NEW YORK (CNNMoney) -- In another sign of the tough financial conditions in Europe, Moody's on Tuesday cut Italy's credit rating by three notches and assigned it a "negative outlook."
While that's a notable drop, the new rating -- A2 -- is still comparatively high and Moody's noted that "the risk of default by Italy remains remote."
But the increasing risks posed by the debt crisis in Europe underpinned Moody's decision.
The credit rating agency said it was concerned that Italy may have to pay more to borrow, noting that the country will have to refinance more than €200 billion in debt next year.
Moody's cited "the fragile market sentiment" in the euro area that is likely to result in "materially increased financing costs and funding risks."
In a separate statement Tuesday, Moody's said it expected weak market conditions to persist.
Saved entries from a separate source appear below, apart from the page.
PR #657, opened 2018-05-12
remove implicit from the caseclass macros

johnynek:
This is interestingly, not source compatible (since it removes implicit) but it is binary compatible.

This will likely be a small migration for people using it, but I think it is the right direction.

Notice the tests I added failed if we didn't remove the implicit. We got burned at Stripe on this.

cc @ianoc @travisbrown @MansurAshraf what do you think?

### DIFF
--- a/algebird-core/src/main/scala/com/twitter/algebird/macros/caseclass.scala
+++ b/algebird-core/src/main/scala/com/twitter/algebird/macros/caseclass.scala
@@ -4,9 +4,9 @@ import com.twitter.algebird._
 import scala.language.experimental.macros
 
 object caseclass {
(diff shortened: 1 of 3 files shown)


ianoc:
👍

travisbrown:
:+1: (and if enough people really want the fully-automatic version reinstated at some point, I'd recommend the approach circe takes with `io.circe.export`).

ianoc:
I think your original fix exposed for algebird fully automatic can lead to just dragons that are probably best avoided... (i.e. user needs to manually configure a semigroup with some settings, forgets, auto supplies something nuts. -- unit tests should catch, but alas low priority implicits wouldn't help).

Moody's also called out Italy's "structural economic weaknesses" -- among them low productivity, which has been an "impediment" to economic recovery.
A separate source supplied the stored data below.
PR #250, opened 2019-04-22
Ekrengel/add new features to integration routes

ekrengel:


nodejs/awsx/apigateway/api.ts
```diff
@@ -155,6 +155,32 @@ function isStaticRoute(route: Route): route is StaticRoute {
...
+     * the API level and by default, the source will be the HEADER.
+     */
+    apiKeyRequired?: boolean;
+
+    /**
+     * Authorizers allows you to define Lambda authorizers be applied for authorization when the
+     * the route is called. The authorizer will get applied to all static resources defined by the
+     * localPath.
+     */
+    authorizers?: Authorizer[] | Authorizer;
```
CyrusNajmabadi: these four now seem common to most routes (except 'raw json') right?  If so, can we extract out to `interface BaseRoute` and then have the others extend from that so we don't have to copy this into all of them?

nodejs/awsx/apigateway/api.ts
```diff
@@ -986,11 +1012,31 @@ function addIntegrationRouteToSwaggerSpec(
...
+    }
+    if (route.requestValidator) {
+        swaggerOpWithoutProxyPathParam["x-amazon-apigateway-request-validator"] = route.requestValidator;
+        swaggerOpWithProxyPathParam["x-amazon-apigateway-request-validator"] = route.requestValidator;
+    }
+    if (route.apiKeyRequired) {
+        addAPIkeyToSecurityDefinitions(swagger);
+        addAPIKeyToSwaggerOperation(swaggerOpWithoutProxyPathParam);
+        addAPIKeyToSwaggerOperation(swaggerOpWithProxyPathParam);
+    }
```
CyrusNajmabadi: not possible to extract a function that will do the 4 steps, but then call it for both swaggerOpWithoutProxyPathParam and swaggerOpWithProxyPathParam?

CyrusNajmabadi: feels like we've triplicated this with addEventHandlerRouteToSwaggerSpec and addStaticRouteToSwaggerSpec (Esp for the file/dir handling).  This feels like this must be extractable.

nodejs/awsx/aws_test.go
```diff
@@ -489,23 +507,23 @@ func validateAPITests(apiTests []apiTest) func(t *testing.T, stack integration.R
 
 			if tt.requiredToken != nil {
 				resp := GetHTTP(t, req, 401)
-				assertRequestBody(t, `{"message":"Unauthorized"}`, resp)
+				assertRequestBody(t, `{"message":"Unauthorized"}`, false, resp)
```
CyrusNajmabadi: can you do `false /*skipBodyValidation*/`?  Passing constants like this makes it hard to tell at his callsite what's going on.

nodejs/awsx/apigateway/api.ts
ekrengel: Its not in the Raw Data Route. I'll spend some time thinking about how to add it to that..

CHANGELOG.md
```diff
@@ -1,5 +1,7 @@
 ## 0.18.3 (Unreleased)
 
+- Add Typescript support for Authorizers, API Keys and Request Validation to Integration Routes in API Gateway
```
CyrusNajmabadi: remove 'TypeScript'.

PR #256, opened 2019-04-25
Expose the 'disableRollback' option when creating an AutoScalingGroup.

CyrusNajmabadi:


nodejs/awsx/autoscaling/autoscaling.ts
```diff
@@ -341,6 +341,18 @@ export interface AutoScalingGroupArgs {
      * have the "instance" [targetType].
      */
     targetGroups?: x.elasticloadbalancingv2.TargetGroup[];
+
+    /**
+     * Set to true to disable rollback of the underlying aws.cloudformation.Stack if that Stack
+     * creation failed.  Defaults to 'false'.  Conflicts with `onFailure`.
+     */
+    disableRollback?: pulumi.Input<boolean>;
```
CyrusNajmabadi: i wanted to default this to 'true', however changing that doesn't work for an existing stack because you get:

```
Plan apply failed: Creating CloudFormation stack failed: AlreadyExistsException: Stack [testing-1-2819e76] already exists
```

But this at least exposes the signatures on the TS side.  Note: this was always something you coudl provide on the JS side since we pass all the args over to the underlying stack.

Lastly, the ratings agency expressed concern that Italy might not meet its debt reduction targets and that could make it more susceptible to market shocks.
"Since more than half of the consolidation measures are based on government revenue growth, the plans are vulnerable to the high level of uncertainty around economic growth in Italy and elsewhere in the EU," the agency said.
Moody's said it expects Italy's public debt-to-GDP ratio to hit 120% by the end of this year, up from 104% at the start of the global financial crisis.
Moody's action comes two weeks after Standard & Poor's cut Italy's sovereign credit rating to A from A+, and said its outlook on the rating remained negative.